Hulusi Akar reddetme yolunu seçerken, aylardır kapısında eylemler düzenlenen, onlarca başvuru yapılan OPCW’den de bir açıklama geldi. BM’ye bağlı olan ve savaş bölgelerinde yasaklı silah ile kimyasal gaz kullanımı durumunda inceleme yapmaya yetkili tek resmi kurum olan OPCW, böyle bir incelemenin hangi durumda ve nasıl yapılabileceğini twitter hesabından duyurdu. Bu incelemeyi ise ancak OPCW üyesi ülkelerden birinin başvurusu ile yapabileceğini söyledi.

Daha açık belirtmekte yarar var. Hulusi Akar suçüstü yakalanan hırsız gibi davranmış ve suçu reddederek paçayı kurtarmanın hesabını yapmıştır. OPCW ise suçüstü yakalanan hırsıza yardımcı olduğunu gizlemek için twitter hesabından yaptığı açıklamanın ardına sığınmıştır. Esasen her iki kesim de bölgede yasaklı silahlar kullanıldığını ve Güney Kürdistan’da gerillaların, Rojava’da savaşçıların kimyasal gazlar ve fosfor bombaları ile katledildiklerini, binlerce sivilin bu durumdan olumsuz etkilendiğini herkesten iyi biliyorlar. Üstelik OPCW, 2019 yılında Serêkaniyê işgal edilirken kullanılan yasaklı bombalara ilişkin bir inceleme de başlatmıştı. Ancak ne o incelemenin sonucu belli oldu, ne de yasaklı silahlar kullanan Türkiye’ye bir yaptırım uygulandı. Türkiye, OPCW tarafından yapılan inceleme sonrasında savaş suçu işlemeyi bir adım daha öteye taşıdı ve neredeyse Güney Kürdistan’da gerillaların bulunduğu dağların her metrekaresini yasaklı silahlar kullanarak bombaladı.

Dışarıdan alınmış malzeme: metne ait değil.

PR #308, opened 2021-10-25
Extend existing schemas

smotornyuk:
Allow extending existing schemas.

it can be quite handy when one wants to:

* Use a common set of fields among multiple schemas, when each schema differs from others only by 1-2 fields
* Use some sort of standard schema (IDK, maybe some ISO set of fields, or DCAT schema) and slightly customize particular properties of a single field, while keeping all the other fields up-to-date with the repository that defines them
* Aggregate custom fields from different extensions into a single schema. This allows extensions to define "partial"-schema, like so: 
  ```
  dataset_type: _spatial_dataset
  dataset_fields:
  - name: spatial
    validators: not_empty
  ```
  and then final schema of your portal may look so:
   ```
  dataset_type: my_main_dataset_type
  extensions:
  - name: ckan_dataset
     strategy: append
  - name: _spatial_dataset
     strategy: append

  dataset_fields: []
  resource_fields: []
  ```

### DIFF
--- a/ckanext/scheming/plugins.py
+++ b/ckanext/scheming/plugins.py
@@ -668,9 +668,9 @@ def _extend_schema(schema, schemas):
 
 
 class ExtensionStrategy(enum.Enum):
-    append = enum.auto()
-    merge = enum.auto()
-    replace = enum.auto()
+    append = 1
+    merge = 2
+    replace = 4
 
     def extend(self, fields, parent_fields):
         result = OrderedDict()


jqnatividad:
Hi @smotornyuk, @wardi ,
Just wondering if this PR is still WIP and being considered for merging.
Thanks!

wardi:
I avoided inherited schemas to keep schema design simple and flat. Instead presets can define fields that are reused and allow individual values to be overridden in an obvious way.

With presets it's simple and obvious how to remove an inherited field or reorder inherited field. The same isn't true for inherited schemas.

Not saying I can't be convinced, but I think designing things to be simple is a really nice goal, and 90% of what you can do with inherited schemas you can already do with presets.

smotornyuk:
Yes, I just sometimes feel lazy when copying similar field configuration or even simple `{preset: x}` definitions :)

wardi:
pro tip: if you put your `field_name` in your preset you don't even need to copy that

PR #226, opened 2019-03-28
Fix a mistake in `dvc run --metrics` documentation

### LINKED ISSUE #199: a mistake in `dvc run --metrics` documentation
Hi!

First of all, thank you for developing such a great tool. I'm just starting using it, but it seems to be incredibly useful (to this moment I had massive chaos in my files).

I was reading the documentation (which is great too) when I spotted a mistake I suppose. The description of `-m, --metrics` param of `dvc run` [command](https://dvc.org/doc/commands-reference/run) says near the end:

> [...] Metrics are not cached (put under DVC control), you should see `cache: false` in the stage file. [...]

But from my experiments it doesn't seem to be true. However, it fits `-M, --metrics-no-cache` param. So I think it's some editorial error ;)

Cheers,
Piotr

piojanu:
Fixes #199.

### DIFF
--- a/static/docs/commands-reference/run.md
+++ b/static/docs/commands-reference/run.md
@@ -74,15 +74,14 @@ share them.
 small human readable file (JSON, CSV, text, whatnot) with some numbers or other
 meta-information that describes a model or other outputs. Check `dvc metrics`
 to learn more about tracking metrics and comparing them across different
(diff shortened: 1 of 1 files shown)


shcheklein:
Thanks @piojanu !!

PR #228, opened 2019-03-31
metrics: update metrics.show() documentation

cand126:
Updating the documentation according to this PR: https://github.com/iterative/dvc/pull/1809

### DIFF
--- a/static/docs/commands-reference/metrics:show.md
+++ b/static/docs/commands-reference/metrics:show.md
@@ -32,7 +32,7 @@ command). If `-t` is not specified `-x` is ignored.
 
 * `-t`, `--type` - specify a type of the metric file(s) that will be used to
 determine how to handle `xpath` parameter from down below. Accepted values are:
-`raw`, `json`, `tsv`, `htsv`, `csv`, `hcsv`. If any other value is specified it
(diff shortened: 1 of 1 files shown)


shcheklein:
@cand126 thanks! does it work the same way for `dvc repro -m`? btw? cc @efiop

shcheklein:
@cand126 Also, if we detect type automatically, do we apply `-x` as well or is it ignored it `-t` is not specified explicitly?

efiop:
@shcheklein `-x` overwrites any xpath specified previously. And yes, it works the same way for `dvc repro -m`.

shcheklein:
@efiop what happens if -t is not specified but auto-detected, do we apply -x as well or do we ignore it?

efiop:
@shcheklein yes, we apply `-x`.

shcheklein:
@efiop thanks! we'll need to update the documentation a little bit.

efiop:
@shcheklein Yes, sorry, didn't catch that one right away. Thanks for the heads up!

cand126:
@shcheklein 

- `dvc repro -m` does not detect the file type automatically
- The `--xpath` argument still works with file type detection. For example, `dvc metrics show --xpath=AUC` lists the values of **AUC** column

cand126:
@shcheklein do I also need to update the documentation for `dvc repro -m`?

efiop:
@cand126 We would definitely appreciate it if you'd be so kind :) Issue for that is https://github.com/iterative/dvc.org/issues/229 .

PR #246, opened 2019-04-15
Update example-versioning.md

maggyero:
* Use the same directory layout formatting as in https://dvc.org/doc/get-started/connect-code-and-data.
* Correct the number of validation items (800).
* Add a missing information unit (byte).


shcheklein:
Thanks @maggyero !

Ancak bu kez durumları zor. Bu büyük suçun altından öyle kolay kalkamazlar. Özellikle OPCW, inceleme yapmak ve hakikati dünya kamuoyuna duyurmak zorunda. Onlardan istenen de budur. Sonra ne olur? Türk devletine bir yaptırım uygulanır mı bilemeyiz? Büyük olasılıkla devreye yine çıkar girecek ve suçların üzeri örtülmek istenecektir. Türk devletini yönetenler batılı güçler için ‘kullanışlı eşek’ oldukları müddetçe bu çıkar ilişkisi sürecek ve suçlarını gizleyebilecektir. Bu böyle olsa bile hakikatin bilinmesi, kimin savaş suçu işlediğinin, hukuka uymadığının bilinmesi önemlidir.

Bu arada tekrar hatırlatmakta yarar var. Hem Şebnem Korur Fincancı, hem konuya ilişkin ilk gözlemlerini aktaran diğer uzmanlar, kesin bir dille ‘kimyasal silah kullanılmış’ demediler. Ön gözlemlerini aktardılar ve kimyasal silah kullanımının güçlü bir şüphe olduğunu belirterek konunun mutlaka bağımsız uzmanlarca incelenmesi gerektiğini söylediler. 

IPPNW de raporunda, buldukları bulguların kimyasal silah kullanımından kaynaklandığı şüphesinin güçlendiğini yazarak BM ve OPCW’nin inceleme yapmaları gerektiğinin altını çizdiler. Bunların üzerine bir de Kürt halkında ve dostlarında biriken büyük öfkeyi hesaba katıp ‘bu kez durumları zor’ dedik.

Sonuçları ne olur, şimdiden bir şey demek mümkün değil. Ancak en taraflı incelemede bile savaş suçları mutlaka tespit edilir. Bir diğer deyimle en kötü olasılıkla bu suç da tarihe yazılır. Ancak bu suç tarihe yazılsa bile mutlaka günü gelir, hesabı sorulur.